In a new book, former Labor MP Maxine McKew calls Ms Gillard a “disloyal deputy” who was directly undermining her leader in the days before she challenged him.Ms Gillard has always maintained she was loyal to the then prime minister until the day she challenged him.
Who can forget Gillard’s evasions in a Four Corners interview (above)?
In an interview for the program Ms Gillard avoided answering whether she was aware the speech was being prepared.“Look, I am not surprised that whether it’s people in my office or people more broadly in the Government of the Labor Party were casting in their mind where circumstances might get to, of course,” she said.Four Corners also cites internal Labor Party polling in the week before the challenge as proof the campaign was building far earlier.The polling compared Ms Gillard with Mr Rudd, saying she was more popular with voters, and pointing to negative focus group reactions to the then-leader.

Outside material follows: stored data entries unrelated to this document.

PR #773, opened 2017-07-14
BONNIE-800 no end date for patient builder elements with Authored time

pkmitre:
Fixes BONNIE-800

This pull request changes Bonnie so that in the patient builder, patient elements that have an "Authored" time (and therefore no end time to specify in the UI) do not store an end time when being saved. This addresses an issue where, if an element with an "Authored" time was being dragged onto another element with a start and stop time, the stop time would be invisibly stored on the new element and cause possible validation issues.

JIRA test: https://jira.mitre.org/browse/BONNIE-811


lukoktonos (approved):
Passed JIRA test.

holmesie (approved):
Looks good!

c-monkey (approved):
I ran the https://jira.mitre.org/browse/BONNIE-744 regression, this change introduced no changes.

When questioned about the polls, Ms Gillard again appeared to skirt the issue, saying she did not have “specific recall of pages of party polling at the time”.
McKew calls out Gillard on that last evasion:
Ms McKew writes that the then deputy prime minister showed internal Labor research critical of Mr Rudd to a senior member of the caucus in the days before the challenge. This Labor member believes that his encounter with Ms Gillard was part of a “conspiracy against Rudd”, Ms McKew says…
“This individual was in the deputy prime minister’s office in the days prior to the coup,’’ she says…Asked about this, Ms Gillard said that staff commonly prepared for contingencies but that there were two key points: “Number one, I didn’t direct anybody to write a speech [below] for me, and, number two, I made up my mind on the day.”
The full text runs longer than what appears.